• **Problem to work on**
Show the lines below that contain the string "does".

• **Records supplied**

PR #1911, opened 2021-07-18
Extend ColorMap with HSL cycles and subset generation

NilsNemitz:
This PR provides two color map tools that will be helpful in getting #1625 to work:
1) A generator function `makeHslCycle()` that can trace various circles and spirals through HSL color space. This basically generalizes the output of `functions.intColor()`. The idea is that the `intColor` code can at some point be replaced by sampling from such a color map, which will allow the generated colors to match different plotting palettes.
2) A ColorMap method `getSubset()` which returns a new ColorMap object that contains only the subset of "stops" in the specified range. This also allows the creation of reversed and rotated variants of the existing maps. The application is that the included color maps are very good sources for sampling plot colors, but often the cyclical maps don't start at the right point, or only some part of the full map matches the desired style. 

Other changes:
- The monochrome generator now defaults to a neutral grayscale, which is probably a better generic default than the "green monitor" gradient.
- The file extension for color maps in HTML hex color format was changed from .txt to .hex. This avoids the problem that the code tries to load the license files in the same folder, which isn't ideal. We previously did not ship any color maps in that format, so that change is unlikely to cause any problems. The code also fails with a little more helpful error message when it does try to load an invalid file. 

I still need to write some tests for the color map manipulation but I wanted to post this already:
I have failed to come up with an elegant method for extracting the ColorMap subsets, so let me know if you have a good idea for improving this. The sampling needs to work in both forward and backwards direction, and it needs to be able to wrap (1.0 to 0.0) and (0.0 to 1.0). I am sure there is a nice, simple way to do so...

### DIFF
--- a/pyqtgraph/colormap.py
+++ b/pyqtgraph/colormap.py
@@ -1,6 +1,6 @@
 import numpy as np
 from .Qt import QtGui, QtCore
-from .functions import mkColor, eq, colorDistance
+from .functions import mkColor, eq, colorDistance, clip_scalar, clip_array
 from os import path, listdir
 from collections.abc import Callable, Sequence
 import warnings
@@ -33,7 +33,7 @@ def listMaps(source=None):
         files = listdir( pathname )
         list_of_maps = []
         for filename in files:
-            if filename[-4:] == '.csv':
+            if filename[-4:] == '.csv' or filename[-4:] == '.hex':
                 list_of_maps.append(filename[:-4])
         return list_of_maps
     elif source.lower() == 'matplotlib':
@@ -95,11 +95,11 @@ def _getFromFile(name):
         filename = path.join(dirname, 'colors/maps/'+filename)
     if not path.isfile( filename ): # try suffixes if file is not found:
         if   path.isfile( filename+'.csv' ): filename += '.csv'
-        elif path.isfile( filename+'.txt' ): filename += '.txt'
+        elif path.isfile( filename+'.hex' ): filename += '.hex'
     with open(filename,'r') as fh:
         idx = 0
         color_list = []
-        if filename[-4:].lower() != '.txt':
+        if filename[-4:].lower() != '.hex':
             csv_mode = True
         else:
             csv_mode = False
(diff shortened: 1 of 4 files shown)


NilsNemitz:
I have also added some hand-picked plot colors in the form of color map data now. I think these do reasonably well at
- being bright and colorful
- not hanging around in the ultra intense magenta and cyan edges of the color space too much
- offering nine colors that I think are distinguishable even when they are not in the same corner of the screen.
This comes in a "bright" version for dark backgrounds and a slightly darker version that works a little better on a bright background.

Here is some example code to play around with the new functions:
```python
import pyqtgraph as pg
import numpy as np

pg.mkQApp()

cmA = pg.colormap.get('PAL-relaxed')
cmB = pg.colormap.get('PAL-relaxed_bright')

cmC = pg.colormap.makeHslCycle( hue=(0.0,4.0), saturation=(1.0,0.2), lightness=(0.8,0.2), steps=72 )
cmD = pg.colormap.makeHslCycle( hue=(0.0,-0.5), saturation=(1.0,0.2), lightness=(0.2,0.8), steps=72 )
cmE = pg.colormap.makeHslCycle( hue=(0.0, 0.5), saturation=(1.0,0.2), lightness=(0.2,0.8), steps=72 )
cmF = pg.colormap.makeHslCycle()
# cmD = pg.colormap.get('viridis')

cm2 = cmF.getSubset( 2.333, -0.667 )
cm3 = cmF.getSubset( -1.333, +0.667 )
cm4 = cmF.getSubset( 0.667, -0.667 )
cm5 = cmF.getSubset( 0.667, +0.667 )
cm6 = cmF.getSubset( 1.000, -1.000 )

layout = pg.GraphicsLayoutWidget()
layout.addItem( pg.ColorBarItem(cmap=cmA, interactive=False, orientation='horizontal') )
layout.nextRow()
layout.addItem( pg.ColorBarItem(cmap=cmB, interactive=False, orientation='horizontal') )
layout.nextRow()
layout.addItem( pg.ColorBarItem(cmap=cmC, interactive=False, orientation='horizontal') )
layout.nextRow()
layout.addItem( pg.ColorBarItem(cmap=cmD, interactive=False, orientation='horizontal') )
layout.nextRow()
layout.addItem( pg.ColorBarItem(cmap=cmE, interactive=False, orientation='horizontal') )
layout.nextRow()
layout.addItem( pg.ColorBarItem(cmap=cmF, interactive=False, orientation='horizontal') )
layout.nextRow()
layout.addItem( pg.ColorBarItem(cmap=cm2, interactive=False, orientation='horizontal') )
layout.nextRow()
layout.addItem( pg.ColorBarItem(cmap=cm3, interactive=False, orientation='horizontal') )
layout.nextRow()
layout.addItem( pg.ColorBarItem(cmap=cm4, interactive=False, orientation='horizontal') )
layout.nextRow()
layout.addItem( pg.ColorBarItem(cmap=cm5, interactive=False, orientation='horizontal') )
layout.nextRow()
layout.addItem( pg.ColorBarItem(cmap=cm6, interactive=False, orientation='horizontal') )

layout.resize(800,600)
layout.show()

pg.exec()
```
First two outputs are the new palettes.
The next four are various HSL loops and spirals, the last one should reproduce the default `intColor()` set.
After that are four subsets of this, with two different starting points, and going backwards from there. Two of the subsets wrap around over the 1.0 to 0.0 boundary of the cyclical map.
The last color map is a full reverse of the source map.
new palette,HSL loops, subsets

j9ac9k:
I grab `.hex` files I think we need to modify `setup.py` to tell setuptools to bundle those files as well.

pyqtgraph/colormap.py
```diff
@@ -191,20 +195,66 @@ def getFromColorcet(name):
...
+    """
+    if isinstance( hue, (tuple, list) ):
+        hueA, hueB = hue
+    else:
+        hueA = hue
+        hueB = hueA + 1.0
+    if isinstance( saturation, (tuple, list) ):
+        satA, satB = saturation
+    else:
+        satA = satB = saturation
```
j9ac9k, line 241: if-else clause that does the same thing in both cases?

• **Solution to this exercise**
- The file extension for color maps in HTML hex color format was changed from .txt to .hex. This avoids the problem that the code tries to load the license files in the same folder, which isn't ideal. We previously did not ship any color maps in that format, so that change is unlikely to cause any problems. The code also fails with a little more helpful error message when it does try to load an invalid file. 
j9ac9k, line 241: if-else clause that does the same thing in both cases?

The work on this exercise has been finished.